## Work task
From the records below, print exactly the lines starting at the one containing "PR #562, opened 2016-09-22" and ending at the one containing "Now that we", ends included, and nothing else.

## Available records
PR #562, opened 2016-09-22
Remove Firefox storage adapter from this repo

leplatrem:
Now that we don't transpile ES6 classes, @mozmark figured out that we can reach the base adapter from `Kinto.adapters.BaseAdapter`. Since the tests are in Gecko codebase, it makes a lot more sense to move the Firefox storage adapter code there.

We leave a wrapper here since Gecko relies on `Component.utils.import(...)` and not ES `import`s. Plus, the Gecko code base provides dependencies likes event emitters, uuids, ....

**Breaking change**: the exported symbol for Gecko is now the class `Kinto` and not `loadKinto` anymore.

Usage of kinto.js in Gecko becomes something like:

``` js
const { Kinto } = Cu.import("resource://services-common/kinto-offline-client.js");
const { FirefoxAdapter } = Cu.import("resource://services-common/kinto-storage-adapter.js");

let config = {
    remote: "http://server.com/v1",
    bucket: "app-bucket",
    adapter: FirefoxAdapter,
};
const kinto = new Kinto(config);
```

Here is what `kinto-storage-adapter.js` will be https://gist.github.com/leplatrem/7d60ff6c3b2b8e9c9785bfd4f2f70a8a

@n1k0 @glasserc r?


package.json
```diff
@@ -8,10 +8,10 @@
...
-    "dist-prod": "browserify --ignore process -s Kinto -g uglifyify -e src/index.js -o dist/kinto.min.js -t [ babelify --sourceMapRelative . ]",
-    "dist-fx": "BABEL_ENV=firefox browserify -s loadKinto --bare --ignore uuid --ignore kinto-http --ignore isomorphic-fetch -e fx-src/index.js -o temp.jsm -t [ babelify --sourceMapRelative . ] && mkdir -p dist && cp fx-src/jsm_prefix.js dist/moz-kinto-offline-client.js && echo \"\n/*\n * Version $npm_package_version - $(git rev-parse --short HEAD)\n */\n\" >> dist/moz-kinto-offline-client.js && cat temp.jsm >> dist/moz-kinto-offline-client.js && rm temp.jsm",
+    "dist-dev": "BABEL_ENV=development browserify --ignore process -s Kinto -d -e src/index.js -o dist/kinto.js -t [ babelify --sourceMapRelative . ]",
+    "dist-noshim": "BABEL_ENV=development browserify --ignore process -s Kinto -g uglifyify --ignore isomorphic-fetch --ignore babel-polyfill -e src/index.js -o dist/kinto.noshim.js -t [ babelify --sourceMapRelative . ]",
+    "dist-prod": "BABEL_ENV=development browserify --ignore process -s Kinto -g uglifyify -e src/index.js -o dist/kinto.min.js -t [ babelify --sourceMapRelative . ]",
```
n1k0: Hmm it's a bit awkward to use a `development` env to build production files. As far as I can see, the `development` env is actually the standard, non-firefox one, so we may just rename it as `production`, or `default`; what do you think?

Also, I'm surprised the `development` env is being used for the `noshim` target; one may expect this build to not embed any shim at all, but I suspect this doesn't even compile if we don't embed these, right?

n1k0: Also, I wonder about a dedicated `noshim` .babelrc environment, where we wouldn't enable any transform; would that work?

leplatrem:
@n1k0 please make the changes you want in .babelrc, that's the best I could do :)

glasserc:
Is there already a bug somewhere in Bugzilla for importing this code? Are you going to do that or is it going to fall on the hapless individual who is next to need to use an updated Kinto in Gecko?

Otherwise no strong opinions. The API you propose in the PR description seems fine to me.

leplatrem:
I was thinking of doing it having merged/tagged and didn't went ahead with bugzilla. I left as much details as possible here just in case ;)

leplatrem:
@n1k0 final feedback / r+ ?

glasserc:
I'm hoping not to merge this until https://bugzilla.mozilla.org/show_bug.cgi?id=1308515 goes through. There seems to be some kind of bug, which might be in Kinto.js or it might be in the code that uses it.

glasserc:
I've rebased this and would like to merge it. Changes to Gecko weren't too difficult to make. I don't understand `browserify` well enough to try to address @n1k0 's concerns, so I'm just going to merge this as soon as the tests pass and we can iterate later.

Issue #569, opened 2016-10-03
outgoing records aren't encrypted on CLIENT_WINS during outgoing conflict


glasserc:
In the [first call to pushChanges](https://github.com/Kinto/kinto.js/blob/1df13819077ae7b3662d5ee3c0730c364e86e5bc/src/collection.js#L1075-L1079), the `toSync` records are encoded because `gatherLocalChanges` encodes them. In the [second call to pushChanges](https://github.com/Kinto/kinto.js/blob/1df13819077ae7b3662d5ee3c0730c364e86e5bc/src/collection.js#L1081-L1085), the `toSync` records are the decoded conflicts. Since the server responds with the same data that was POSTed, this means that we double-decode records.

* * *

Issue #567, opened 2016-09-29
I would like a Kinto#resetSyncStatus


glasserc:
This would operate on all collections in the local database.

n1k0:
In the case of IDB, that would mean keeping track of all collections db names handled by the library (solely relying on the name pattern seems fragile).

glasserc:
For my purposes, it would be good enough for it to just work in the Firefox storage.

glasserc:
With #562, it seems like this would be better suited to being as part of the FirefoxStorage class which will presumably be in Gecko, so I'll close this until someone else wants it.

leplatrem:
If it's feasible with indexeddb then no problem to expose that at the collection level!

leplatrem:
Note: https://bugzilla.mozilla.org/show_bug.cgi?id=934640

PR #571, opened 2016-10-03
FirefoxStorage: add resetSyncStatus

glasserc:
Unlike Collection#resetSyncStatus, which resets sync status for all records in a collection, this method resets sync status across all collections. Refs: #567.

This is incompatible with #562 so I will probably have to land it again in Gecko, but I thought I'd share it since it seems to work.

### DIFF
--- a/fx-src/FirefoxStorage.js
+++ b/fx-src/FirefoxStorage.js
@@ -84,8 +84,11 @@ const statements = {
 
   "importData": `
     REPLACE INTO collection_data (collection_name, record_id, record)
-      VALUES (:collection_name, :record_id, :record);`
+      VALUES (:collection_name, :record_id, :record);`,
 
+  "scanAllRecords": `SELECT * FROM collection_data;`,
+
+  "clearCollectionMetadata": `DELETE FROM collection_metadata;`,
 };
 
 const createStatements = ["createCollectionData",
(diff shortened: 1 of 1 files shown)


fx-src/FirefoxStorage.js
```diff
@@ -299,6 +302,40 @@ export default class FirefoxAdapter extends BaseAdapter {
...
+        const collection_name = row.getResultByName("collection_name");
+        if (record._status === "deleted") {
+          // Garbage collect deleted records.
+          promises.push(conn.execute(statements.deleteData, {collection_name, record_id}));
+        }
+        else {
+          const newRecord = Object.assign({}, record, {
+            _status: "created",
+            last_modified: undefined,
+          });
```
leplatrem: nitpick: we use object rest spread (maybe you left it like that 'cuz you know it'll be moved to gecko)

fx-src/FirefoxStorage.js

## Output for this task
PR #562, opened 2016-09-22
Remove Firefox storage adapter from this repo

leplatrem:
Now that we don't transpile ES6 classes, @mozmark figured out that we can reach the base adapter from `Kinto.adapters.BaseAdapter`. Since the tests are in Gecko codebase, it makes a lot more sense to move the Firefox storage adapter code there.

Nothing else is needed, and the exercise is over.